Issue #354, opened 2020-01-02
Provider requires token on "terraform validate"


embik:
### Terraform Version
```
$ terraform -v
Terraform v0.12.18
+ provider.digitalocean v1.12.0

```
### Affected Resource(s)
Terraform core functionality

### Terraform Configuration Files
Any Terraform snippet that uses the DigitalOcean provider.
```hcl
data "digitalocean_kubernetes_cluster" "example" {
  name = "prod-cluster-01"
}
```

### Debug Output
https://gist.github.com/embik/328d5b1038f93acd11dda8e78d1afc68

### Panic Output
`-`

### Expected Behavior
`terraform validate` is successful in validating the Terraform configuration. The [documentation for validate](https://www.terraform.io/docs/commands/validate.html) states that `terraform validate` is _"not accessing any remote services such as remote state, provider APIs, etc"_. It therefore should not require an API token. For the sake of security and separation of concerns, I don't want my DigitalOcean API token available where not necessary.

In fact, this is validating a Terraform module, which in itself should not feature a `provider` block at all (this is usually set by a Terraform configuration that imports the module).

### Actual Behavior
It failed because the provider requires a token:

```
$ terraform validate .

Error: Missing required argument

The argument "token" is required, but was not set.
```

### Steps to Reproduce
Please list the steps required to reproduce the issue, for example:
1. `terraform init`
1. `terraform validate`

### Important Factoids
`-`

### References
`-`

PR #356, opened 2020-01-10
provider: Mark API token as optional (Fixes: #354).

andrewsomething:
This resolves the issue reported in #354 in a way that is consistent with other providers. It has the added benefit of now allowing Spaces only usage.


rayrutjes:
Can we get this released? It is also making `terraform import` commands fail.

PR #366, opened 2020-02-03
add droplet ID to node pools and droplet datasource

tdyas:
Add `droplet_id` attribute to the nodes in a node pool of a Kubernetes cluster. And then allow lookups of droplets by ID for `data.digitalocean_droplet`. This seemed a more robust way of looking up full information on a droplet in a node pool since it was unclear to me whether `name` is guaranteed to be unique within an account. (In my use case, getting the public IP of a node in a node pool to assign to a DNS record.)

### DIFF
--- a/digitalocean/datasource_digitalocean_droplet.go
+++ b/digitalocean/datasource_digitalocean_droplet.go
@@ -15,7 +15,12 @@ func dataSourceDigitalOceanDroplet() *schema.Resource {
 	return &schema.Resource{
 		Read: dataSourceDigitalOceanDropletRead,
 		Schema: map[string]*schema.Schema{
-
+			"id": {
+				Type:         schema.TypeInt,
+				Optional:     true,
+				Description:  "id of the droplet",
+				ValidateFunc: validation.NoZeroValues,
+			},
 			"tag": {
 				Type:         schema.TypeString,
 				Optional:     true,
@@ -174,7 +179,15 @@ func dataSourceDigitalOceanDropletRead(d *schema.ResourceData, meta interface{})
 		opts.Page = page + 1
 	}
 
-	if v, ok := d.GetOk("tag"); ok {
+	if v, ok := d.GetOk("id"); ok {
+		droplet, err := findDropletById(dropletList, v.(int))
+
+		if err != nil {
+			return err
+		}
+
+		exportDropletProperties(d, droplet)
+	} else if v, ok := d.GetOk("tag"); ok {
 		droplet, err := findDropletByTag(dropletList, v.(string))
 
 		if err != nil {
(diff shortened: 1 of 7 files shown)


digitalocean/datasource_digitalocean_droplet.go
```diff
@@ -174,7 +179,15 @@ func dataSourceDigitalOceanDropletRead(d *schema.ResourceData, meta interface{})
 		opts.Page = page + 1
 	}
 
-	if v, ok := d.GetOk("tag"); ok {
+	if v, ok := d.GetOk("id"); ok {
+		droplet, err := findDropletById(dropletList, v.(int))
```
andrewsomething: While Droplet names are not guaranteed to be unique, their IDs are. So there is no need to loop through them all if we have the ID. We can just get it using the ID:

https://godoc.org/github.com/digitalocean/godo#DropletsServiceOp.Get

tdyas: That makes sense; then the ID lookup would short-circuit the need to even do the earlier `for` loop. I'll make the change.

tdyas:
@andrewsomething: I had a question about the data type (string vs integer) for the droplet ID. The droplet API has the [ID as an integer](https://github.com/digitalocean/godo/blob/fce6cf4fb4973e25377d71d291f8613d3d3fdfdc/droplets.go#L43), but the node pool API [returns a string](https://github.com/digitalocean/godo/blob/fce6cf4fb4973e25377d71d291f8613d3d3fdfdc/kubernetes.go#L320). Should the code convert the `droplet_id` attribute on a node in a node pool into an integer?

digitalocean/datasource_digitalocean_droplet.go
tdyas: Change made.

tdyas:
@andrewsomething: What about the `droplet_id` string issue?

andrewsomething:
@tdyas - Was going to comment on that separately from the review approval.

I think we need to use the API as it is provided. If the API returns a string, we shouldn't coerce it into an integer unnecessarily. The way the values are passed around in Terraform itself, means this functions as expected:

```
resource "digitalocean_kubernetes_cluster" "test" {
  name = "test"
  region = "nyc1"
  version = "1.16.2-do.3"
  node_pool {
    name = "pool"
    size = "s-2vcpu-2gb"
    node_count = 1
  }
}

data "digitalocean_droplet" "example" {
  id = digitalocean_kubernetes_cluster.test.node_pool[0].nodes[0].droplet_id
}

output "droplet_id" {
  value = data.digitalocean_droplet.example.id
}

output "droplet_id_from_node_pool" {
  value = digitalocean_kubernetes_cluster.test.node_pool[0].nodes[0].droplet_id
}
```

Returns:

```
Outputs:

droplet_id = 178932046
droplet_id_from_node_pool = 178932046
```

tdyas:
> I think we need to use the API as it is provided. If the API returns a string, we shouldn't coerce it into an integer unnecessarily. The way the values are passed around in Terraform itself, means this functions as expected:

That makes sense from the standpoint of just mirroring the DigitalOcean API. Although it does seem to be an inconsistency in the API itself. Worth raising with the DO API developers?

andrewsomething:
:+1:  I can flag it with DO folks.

_ _ _

* Exercise goal:
Restate every entry exactly. Leave nothing out.

* Exercise result:
Issue #354, opened 2020-01-02
Provider requires token on "terraform validate"


embik:
### Terraform Version
```
$ terraform -v
Terraform v0.12.18
+ provider.digitalocean v1.12.0

```
### Affected Resource(s)
Terraform core functionality

### Terraform Configuration Files
Any Terraform snippet that uses the DigitalOcean provider.
```hcl
data "digitalocean_kubernetes_cluster" "example" {
  name = "prod-cluster-01"
}
```

### Debug Output
https://gist.github.com/embik/328d5b1038f93acd11dda8e78d1afc68

### Panic Output
`-`

### Expected Behavior
`terraform validate` is successful in validating the Terraform configuration. The [documentation for validate](https://www.terraform.io/docs/commands/validate.html) states that `terraform validate` is _"not accessing any remote services such as remote state, provider APIs, etc"_. It therefore should not require an API token. For the sake of security and separation of concerns, I don't want my DigitalOcean API token available where not necessary.

In fact, this is validating a Terraform module, which in itself should not feature a `provider` block at all (this is usually set by a Terraform configuration that imports the module).

### Actual Behavior
It failed because the provider requires a token:

```
$ terraform validate .

Error: Missing required argument

The argument "token" is required, but was not set.
```

### Steps to Reproduce
Please list the steps required to reproduce the issue, for example:
1. `terraform init`
1. `terraform validate`

### Important Factoids
`-`

### References
`-`

PR #356, opened 2020-01-10
provider: Mark API token as optional (Fixes: #354).

andrewsomething:
This resolves the issue reported in #354 in a way that is consistent with other providers. It has the added benefit of now allowing Spaces only usage.


rayrutjes:
Can we get this released? It is also making `terraform import` commands fail.

PR #366, opened 2020-02-03
add droplet ID to node pools and droplet datasource

tdyas:
Add `droplet_id` attribute to the nodes in a node pool of a Kubernetes cluster. And then allow lookups of droplets by ID for `data.digitalocean_droplet`. This seemed a more robust way of looking up full information on a droplet in a node pool since it was unclear to me whether `name` is guaranteed to be unique within an account. (In my use case, getting the public IP of a node in a node pool to assign to a DNS record.)

### DIFF
--- a/digitalocean/datasource_digitalocean_droplet.go
+++ b/digitalocean/datasource_digitalocean_droplet.go
@@ -15,7 +15,12 @@ func dataSourceDigitalOceanDroplet() *schema.Resource {
 	return &schema.Resource{
 		Read: dataSourceDigitalOceanDropletRead,
 		Schema: map[string]*schema.Schema{
-
+			"id": {
+				Type:         schema.TypeInt,
+				Optional:     true,
+				Description:  "id of the droplet",
+				ValidateFunc: validation.NoZeroValues,
+			},
 			"tag": {
 				Type:         schema.TypeString,
 				Optional:     true,
@@ -174,7 +179,15 @@ func dataSourceDigitalOceanDropletRead(d *schema.ResourceData, meta interface{})
 		opts.Page = page + 1
 	}
 
-	if v, ok := d.GetOk("tag"); ok {
+	if v, ok := d.GetOk("id"); ok {
+		droplet, err := findDropletById(dropletList, v.(int))
+
+		if err != nil {
+			return err
+		}
+
+		exportDropletProperties(d, droplet)
+	} else if v, ok := d.GetOk("tag"); ok {
 		droplet, err := findDropletByTag(dropletList, v.(string))
 
 		if err != nil {
(diff shortened: 1 of 7 files shown)


digitalocean/datasource_digitalocean_droplet.go
```diff
@@ -174,7 +179,15 @@ func dataSourceDigitalOceanDropletRead(d *schema.ResourceData, meta interface{})
 		opts.Page = page + 1
 	}
 
-	if v, ok := d.GetOk("tag"); ok {
+	if v, ok := d.GetOk("id"); ok {
+		droplet, err := findDropletById(dropletList, v.(int))
```
andrewsomething: While Droplet names are not guaranteed to be unique, their IDs are. So there is no need to loop through them all if we have the ID. We can just get it using the ID:

https://godoc.org/github.com/digitalocean/godo#DropletsServiceOp.Get

tdyas: That makes sense; then the ID lookup would short-circuit the need to even do the earlier `for` loop. I'll make the change.

tdyas:
@andrewsomething: I had a question about the data type (string vs integer) for the droplet ID. The droplet API has the [ID as an integer](https://github.com/digitalocean/godo/blob/fce6cf4fb4973e25377d71d291f8613d3d3fdfdc/droplets.go#L43), but the node pool API [returns a string](https://github.com/digitalocean/godo/blob/fce6cf4fb4973e25377d71d291f8613d3d3fdfdc/kubernetes.go#L320). Should the code convert the `droplet_id` attribute on a node in a node pool into an integer?

digitalocean/datasource_digitalocean_droplet.go
tdyas: Change made.

tdyas:
@andrewsomething: What about the `droplet_id` string issue?

andrewsomething:
@tdyas - Was going to comment on that separately from the review approval.

I think we need to use the API as it is provided. If the API returns a string, we shouldn't coerce it into an integer unnecessarily. The way the values are passed around in Terraform itself, means this functions as expected:

```
resource "digitalocean_kubernetes_cluster" "test" {
  name = "test"
  region = "nyc1"
  version = "1.16.2-do.3"
  node_pool {
    name = "pool"
    size = "s-2vcpu-2gb"
    node_count = 1
  }
}

data "digitalocean_droplet" "example" {
  id = digitalocean_kubernetes_cluster.test.node_pool[0].nodes[0].droplet_id
}

output "droplet_id" {
  value = data.digitalocean_droplet.example.id
}

output "droplet_id_from_node_pool" {
  value = digitalocean_kubernetes_cluster.test.node_pool[0].nodes[0].droplet_id
}
```

Returns:

```
Outputs:

droplet_id = 178932046
droplet_id_from_node_pool = 178932046
```

tdyas:
> I think we need to use the API as it is provided. If the API returns a string, we shouldn't coerce it into an integer unnecessarily. The way the values are passed around in Terraform itself, means this functions as expected:

That makes sense from the standpoint of just mirroring the DigitalOcean API. Although it does seem to be an inconsistency in the API itself. Worth raising with the DO API developers?

andrewsomething:
:+1:  I can flag it with DO folks.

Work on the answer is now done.